PR #4511, opened 2024-06-13
dependency verification: Trust sources packages used by android studio

Tak:
Sync project with gradle files fails for me in android studio without this change

See https://youtrack.jetbrains.com/issue/IDEA-258328/Dependency-verification-failed-Checksums-of-downloaded-sources-not-included-in-verification-metadata.xml


connyduck (approved):
Just run into this as well, thx!

PR #4521, opened 2024-06-18
exclude compose activity from recents

### LINKED ISSUE #4517: Sharing image to Tusky seems to leave behind residual broken post composition area?
### Detailed description

After sending a post with an image that has been shared to Tusky from another app, Tusky exits and returns you to the app that shared the image. Tusky retains some kind of existence in the recent apps view in Android though: I'm not sure if this is Android behaviour or whether Tusky isn't exiting cleanly, but I thought it was worth pointing out. There's still an entry in the recent apps for Tusky but you can't click it to open Tusky.

I seem to remember that some time ago, clicking this entry would re-upload the shared image and start a new post if you'd already sent the first post with a shared image? Perhaps this part of the code was changed since then? The current behaviour is odd / unexpected, regardless.

1. Open e.g. the photo gallery on your phone
2. Share a photo from there to Tusky. Tusky opens the post composition area and the image is uploaded
3. Send the post. For me, Tusky exits and I am returned to the gallery
4. View currently open apps in Android. The Tusky post composition area remains open in the app previews, but clicking on it opens nothing and Android says "app not available"

### Debug information

Tusky Test 25.2-125483db (but this has been happening for a while)

connyduck:
closes #4517

### DIFF
--- a/app/src/main/AndroidManifest.xml
+++ b/app/src/main/AndroidManifest.xml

══════════════════════════════

YOUR ASSIGNMENT | Each line of the records must be reproduced exactly.

COMPLETED EXERCISE |
PR #4511, opened 2024-06-13
dependency verification: Trust sources packages used by android studio

Tak:
Sync project with gradle files fails for me in android studio without this change

See https://youtrack.jetbrains.com/issue/IDEA-258328/Dependency-verification-failed-Checksums-of-downloaded-sources-not-included-in-verification-metadata.xml


connyduck (approved):
Just run into this as well, thx!

PR #4521, opened 2024-06-18
exclude compose activity from recents

### LINKED ISSUE #4517: Sharing image to Tusky seems to leave behind residual broken post composition area?
### Detailed description

After sending a post with an image that has been shared to Tusky from another app, Tusky exits and returns you to the app that shared the image. Tusky retains some kind of existence in the recent apps view in Android though: I'm not sure if this is Android behaviour or whether Tusky isn't exiting cleanly, but I thought it was worth pointing out. There's still an entry in the recent apps for Tusky but you can't click it to open Tusky.

I seem to remember that some time ago, clicking this entry would re-upload the shared image and start a new post if you'd already sent the first post with a shared image? Perhaps this part of the code was changed since then? The current behaviour is odd / unexpected, regardless.

1. Open e.g. the photo gallery on your phone
2. Share a photo from there to Tusky. Tusky opens the post composition area and the image is uploaded
3. Send the post. For me, Tusky exits and I am returned to the gallery
4. View currently open apps in Android. The Tusky post composition area remains open in the app previews, but clicking on it opens nothing and Android says "app not available"

### Debug information

Tusky Test 25.2-125483db (but this has been happening for a while)

connyduck:
closes #4517

### DIFF
--- a/app/src/main/AndroidManifest.xml
+++ b/app/src/main/AndroidManifest.xml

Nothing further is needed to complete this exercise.